DNA was extracted from hair shafts using QIAGEN’s DNeasy Tissue kits (QIAGEN Inc., Valencia, USA). Polymerase chain reaction (PCR) was used to amplify DNA and prey species identification was confirmed via a partial sequence analysis of a hypervariable region of the mitochondrial 16S rRNA gene. This approach identified the most dominant prey species in the scat (i.e., based on the proportion of DNA); mixed samples where there was no dominant species (or equal amounts of DNA from each species) were re-run with ungulate-specific primers to determine if elk DNA was present.

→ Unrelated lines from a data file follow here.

PR #8050, opened 2022-11-03
CI: try to cache android apk builds

SomberNight:
Trying to get the CI to build the qml apk on every commit...
Let's see the CI.

### DIFF
--- a/.cirrus.yml
+++ b/.cirrus.yml
@@ -174,39 +174,52 @@ task:
     CIRRUS_DOCKER_CONTEXT: contrib/build-wine
 
 task:
-  name: Android build (Kivy arm64)
+  name: Android build (Kivy $APK_ARCH)
   container:
     dockerfile: contrib/android/Dockerfile
     cpu: 2
     memory: 2G
+  env:
+    APK_ARCH: arm64-v8a
+  p4a_cache:
+    folders:
+      - ".buildozer/android/platform/build-$APK_ARCH/packages"
+      - ".buildozer/android/platform/build-$APK_ARCH/build"
+    fingerprint_script:
+      # note: should *at least* depend on Dockerfile and p4a_recipes/, but contrib/android/ is simplest
+      - find contrib/android/ -type f -print0 | sort -z | xargs -0 sha256sum | sha256sum
+      - echo "kivy $APK_ARCH"
+    populate_script: mkdir -p ".buildozer/android/platform/$APK_ARCH"/{packages,build}
   build_script:
-    - ./contrib/android/make_apk.sh kivy arm64-v8a debug
+    - ./contrib/android/make_apk.sh kivy "$APK_ARCH" debug
   binaries_artifacts:
     path: "dist/*"
 
 task:
-  name: Android build (QML arm64)
+  name: Android build (QML $APK_ARCH)
   container:
     dockerfile: contrib/android/Dockerfile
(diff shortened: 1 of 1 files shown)


accumulator:
Very cool! Is there a reason the armeabi-v7a arch is still locked behind the only_if conditional?

SomberNight:
As the task is asking for a beefy container with lots of cpu (and RAM but not sure if that matters) it takes quite some time to get scheduled - regardless of a cache hit. Let's see how well the CI keeps up as-is first.

Do you personally use armeabi-v7a? Is that what runs on your device with alien dalvik? I can't remember clearly.
Most typical phones sold since around 2016 can run both armeabi-v7a and arm64-v8, and starting this year there's a trend that some can only run arm64-v8. If none of us actually uses the old arch, I think there's no point in having the CI build it.

Otherwise if the CI looks to be able to keep up, we can enable it for master. It would be good to not have an extra branch just for this and have it self-contained in master :)

Alternatively, maybe we could build just the old arch and drop the new, if none of us has a device yet that can only run arm64. (I think in practice it's only the pixel7 atm)

SomberNight:
If we used newer p4a, we could build a multi-arch apk and cache it in a single container :P

SomberNight:
> Oh wait, we could already build two apks in the same container...

well, I've tried in https://github.com/spesmilo/electrum/commit/a47c1e791b833a9fd430f51466414f02425a7041
but if there is a cache-miss, the build takes more than 60 minutes, which is the default timeout:
https://cirrus-ci.com/task/6431653531222016
we could increase that (the hard max is 120 minutes) but not sure if it's a good idea :/

So my question is still whether you use the arm7 binary because otherwise it's just not worth the effort.

accumulator:
> Do you personally use armeabi-v7a? Is that what runs on your device with alien dalvik? I can't remember clearly. Most typical phones sold since around 2016 can run both armeabi-v7a and arm64-v8, and starting this year there's a trend that some can only run arm64-v8. If none of us actually uses the old arch, I think there's no point in having the CI build it.

If I remember correctly, my alien dalvik based phone only runs armeabi-v7a. I don't use builds from the CI though, so I can easily live without a 32 bit build :) Even the older android 7 phone I'm occasionally testing on is 64bit, so it should be able to use the arm64-v8 build.

> Otherwise if the CI looks to be able to keep up, we can enable it for master. It would be good to not have an extra branch just for this and have it self-contained in master :)

Yes, I agree. Now that the added cache decimates the build time it should be fine for any branch/PR.

> Alternatively, maybe we could build just the old arch and drop the new, if none of us has a device yet that can only run arm64. (I think in practice it's only the pixel7 atm)

Nah let's stick to arm64. Unless we find a tester that only wants to test on 32bit builds..

> well, I've tried in [a47c1e7](https://github.com/spesmilo/electrum/commit/a47c1e791b833a9fd430f51466414f02425a7041) but if there is a cache-miss, the build takes more than 60 minutes, which is the default timeout: https://cirrus-ci.com/task/6431653531222016 we could increase that (the hard max is 120 minutes) but not sure if it's a good idea :/

For this reason I had the 32bit and 64bit builds in separate tasks. With the matrix build definition, the 1 hour timeout now applies to the entire matrix.

> So my question is still whether you use the arm7 binary because otherwise it's just not worth the effort.

Not from the CI, so let's remove it

PR #8057, opened 2022-11-04
use debian makensis instead of windows makensis executable through wine

### LINKED ISSUE #8051: windows build: instead of running nsis.exe in wine, `apt install nsis` and run it from linux
We use NSIS to build the `electrum-*-setup.exe` distributable for Windows.
Currently we download the official release binary (a win32 `exe`) of nsis from upstream and run it inside `wine`.
Instead, we could `apt install nsis` [on debian](https://packages.debian.org/bullseye/nsis) (running [inside docker](https://github.com/spesmilo/electrum/blob/eb2ff94104baf3b333b82901a208bf93a17a5cd9/contrib/build-wine/Dockerfile#L16)) and run `makensis` from Linux.

debian is packaging `nsis`, reproducibly built. Using that would be better than trusting the binary from upstream.

https://github.com/spesmilo/electrum/blob/eb2ff94104baf3b333b82901a208bf93a17a5cd9/contrib/build-wine/prepare-wine.sh#L5
https://github.com/spesmilo/electrum/blob/eb2ff94104baf3b333b82901a208bf93a17a5cd9/contrib/build-wine/build-electrum-git.sh#L68

accumulator:
closes #8051 

executables are built in CI, but cannot test a.t.m.

### DIFF
--- a/contrib/build-wine/Dockerfile
+++ b/contrib/build-wine/Dockerfile
@@ -30,6 +30,7 @@ RUN dpkg --add-architecture i386 && \
         libtool \
         gettext \
         sudo \
+        nsis \
         && \
     rm -rf /var/lib/apt/lists/* && \
     apt-get autoremove -y && \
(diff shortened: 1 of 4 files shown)


SomberNight (approved):
Looks good! I was expecting more changes to be needed for some reason, but it starts on Win10 and seems to work.
Thank you.

PR #8058, opened 2022-11-07
trezor: optimize signing speed by not serializing transaction in trezor

prusnak:
Since Electrum is not using TxRequestSerializedType.serialized_tx we might ask the device not to serialize transactions by setting SignTx.serialize=False

The trezorlib requirement is bumped to 0.13.4, since that's the version when SignTx.serialize field appeared for the first time.

### DIFF
--- a/electrum/plugins/trezor/trezor.py
+++ b/electrum/plugins/trezor/trezor.py
@@ -363,6 +363,7 @@ class TrezorPlugin(HW_PluginBase):
                                        lock_time=tx.locktime,
                                        version=tx.version,
                                        amount_unit=self.get_trezor_amount_unit(),
+                                       serialize=False,
                                        prev_txes=prev_tx)
         signatures = [(bh2u(x) + '01') for x in signatures]
         tx.update_signatures(signatures)


contrib/requirements/requirements-hw.txt
```diff
@@ -3,7 +3,7 @@
 # Note: newer hidapi should also work.
 hidapi<0.11
 
-trezor[hidapi]>=0.13.0,<0.14
+trezor[hidapi]>=0.13.4,<0.14
```
SomberNight, line 6: note that the version is also checked at runtime here:
https://github.com/spesmilo/electrum/blob/acde8cd0b797dd27492099956b9c7f54b6a4ccb7/electrum/plugins/trezor/trezor.py#L119

prusnak: Thanks!

However, this raises an interesting topic. The library versions 0.13.x (where x < 4) still work, but will not benefit from the speed up.

Should we set the minimum versions in `contrib/requirements/requirements-hw.txt` and `electrum/electrum/plugins/trezor/trezor.py` to 0.13.0 or 0.13.4?

What do you think?

SomberNight: If there is no runtime error (e.g. python exception raised), then either is fine with me.

It might be better to have loose version bounds in this file - that's the spirit of requirements files in general at least.
E.g. to help a distro packager who is figuring out what to package.
OTOH, if someone pip installs with the [`hardware` extra](https://github.com/spesmilo/electrum/blob/acde8cd0b797dd27492099956b9c7f54b6a4ccb7/setup.py#L44), that uses this file, and if they already have e.g. trezor 0.13.3 installed, then that will not be upgraded (unless using `pip install --upgrade`).

If the performance speedup is really significant, that might justify bumping the minimum to provide consistent UX.

There is also the generated file:
https://github.com/spesmilo/electrum/blob/acde8cd0b797dd27492099956b9c7f54b6a4ccb7/contrib/deterministic-build/requirements-hw.txt#L217
which lists what gets bundled into the binaries. I guess that is what affects the majority of users in practice.

So anyway, up to you - but I would prefer if the runtime check and the requirements file are consistent with each other.

prusnak: I agree that since 0.13.4 is already specified in `electrum/contrib/deterministic-build/requirements-hw.txt` we can keep the minimum version to 0.13.0.

Amended the commit in b4e5f35e6624fc5dca5bf6d073880c5b8ce35d71

SomberNight:
Thanks!

PR #8078, opened 2022-11-18
Favor first output address in invoice/request

accumulator:
Favor first output address in invoice/request instead of fallback address in LN invoice.

Without this change, when configuring electrum with `bolt11_fallback` disabled, and calling `invoice.get_address()` on a lightning enabled invoice, it will return `None`, thereby disabling retrieving BIP21 uri or address from the invoice/request.


SomberNight (approved):
Looks good.
This is not only used by the GUI but also in some of the internal wallet logic, and could lead to e.g. address-reuse. Thanks for the fix!

PR #8079, opened 2022-11-18
Update @lukechilds server address

lukechilds:
I migrated from bitcoin.lukechilds.co to bitcoin.lu.ke. I'll keep the old domain up so old versions of electrum still work but it would be great if newer releases use this address.


accumulator:
great domain name :)

lukechilds:
Haha thanks!

PR #8090, opened 2022-12-05
commands: Remove unused requested_amount and fix a typo

zouppen:
Minor fixes. Noticed that requested_amount is not used, it could be cleaned from there.


SomberNight:
thx

PR #10423, opened 2026-01-19
qml: fix: allow opening passwordless wallets

SomberNight:
This must be an old regression.
The GUI was not allowing to open a wallet that did not have a password set: it prompted for a password and did not accept any string (should at least accept empty "").

Without this, it was only possible to open a passwordless wallet if that was the first wallet the user opened (as otherwise we would overwrite the empty pw with the pw of the current wallet).


ecdsa:
good catch

PR #10424, opened 2026-01-19
util: use FileNotFoundError for dangling symlink

vishwas-droid:
Use FileNotFoundError instead of a generic Exception when a dangling
symlink is encountered.

This makes the error type more precise without changing behavior.

### DIFF
--- a/electrum/util.py
+++ b/electrum/util.py
@@ -1172,7 +1172,7 @@ def make_dir(path, *, allow_symlink=True):
     """
     if not os.path.exists(path):
         if not allow_symlink and os.path.islink(path):
-            raise Exception('Dangling link: ' + path)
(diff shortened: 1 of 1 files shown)


SomberNight:
Is there any specific codepath where this improves things, or is this purely theoretical?
Ultimately someone will have to manually fix or remove the dangling symlink anyway.
(is this LLM slop?)

vishwas-droid:
@SomberNight Fair question. This isn’t theoretical — it affects the filesystem path when a dangling symlink is encountered, and FileNotFoundError better matches Python’s semantics.
I agree the symlink still needs to be fixed manually; this just avoids misclassifying the error. If this looks fine, I’d be happy to have it merged.

vishwas-droid:
cc @SomberNight

PR #10425, opened 2026-01-20
qml: PasswordDialog: show error on invalid password

f321x:
Currently the PasswordDialog on QML would just close if the user enters an incorrect password. This is confusing as the user doesn't know why the dialog closed and if it initiated any action or not.

With the change the PasswordDialog will get the ability to show an error message and will show "Invalid Password" if an incorrect password is entered.
I also used it for the password unification warning ("Need to enter similar password ...") instead of showing a separate popup.

Screenshot_20260120_123858


ecdsa:
tested, looks good.

PR #10426, opened 2026-01-20
qml: restructure preferences, security improvements

f321x:
* Adds a "Security" section  to the Preferences that contains Biometric auth, Payment auth and screenshot protection
* Disables the screenshot protection toggle if the user is not on Android (it is misleading)
* Protects address private keys from screenshots
* Requires authentication for signing a message

Screenshot_20260121_103928

### DIFF
--- a/electrum/gui/qml/components/Preferences.qml
+++ b/electrum/gui/qml/components/Preferences.qml
@@ -197,6 +197,7 @@ Pane {
                         Layout.columnSpan: 2
                         Layout.fillWidth: true
                         spacing: 0
+                        enabled: AppController.isAndroid()
                         Switch {
                             id: setMaxBrightnessOnQrDisplay
                             onCheckedChanged: {
@@ -206,7 +207,7 @@ Pane {
                         }
                         Label {
                             Layout.fillWidth: true
-                            text: qsTr('Set display to max brightness when displaying QR codes')
+                            text: qsTr('Increase brightness when displaying QR codes')
                             wrapMode: Text.Wrap
                         }
                     }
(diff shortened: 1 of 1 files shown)


electrum/gui/qml/components/Preferences.qml
```diff
@@ -161,55 +161,62 @@ Pane {
...
-                                    }
-                                }
+                                if (activeFocus)
+                                    Config.setMaxBrightnessOnQrDisplay = checked
                             }
                         }
                         Label {
                             Layout.fillWidth: true
-                            text: qsTr('Biometric authentication')
+                            text: qsTr('Increase brightness when displaying QR codes')
```
SomberNight, line 210: Note: some lines are now not properly aligned when running on Android (but they are on desktop QML -- perhaps the difference is due to differing Qt versions).

I mean the rows that contain a switch and a label: looks like if the label is ~longish, it formats it into a two-line label but only actually uses the first line of that??

<details>
 <summary>pic</summary>

Screenshot_20260122-221059
</details>

f321x: I ran fa575ab1f (pre fingerprint commit) on Android to confirm that this is a preexisting issue. 
It seems to occur for longer strings that still fit on a single line. Seems like a bug in Qt. I tried running PyQt 6.4.2 on desktop but it segfaults immediately. Best approach is maybe to re-investigate this when we have a newer Qt version on Android?

signal-2026-01-23-105630

SomberNight: > preexisting issue

ah ok, nvm then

Elk kill sites [elk_kills_2002to2016_summer.csv]
We captured and radio-collared adult female elk from 2001-2016 in February-March). During the years 2001-2012, captures were conducted using baited corral traps and aerial net-gunning. After 2013, all elk were captured using ground-darting from horseback. Elk were fitted with a Global Positioning System (GPS) and/or a Very High Frequency (VHF) collar to provide location and mortality data. Trained personnel visited mortality sites and determined cause of death as soon as mortality was detected (on average within 5.2 days (SE= 8.0), from Hebblewhite and Merrill (2011). Only predator kills that occured in summer months (May to September) are included in the dataset.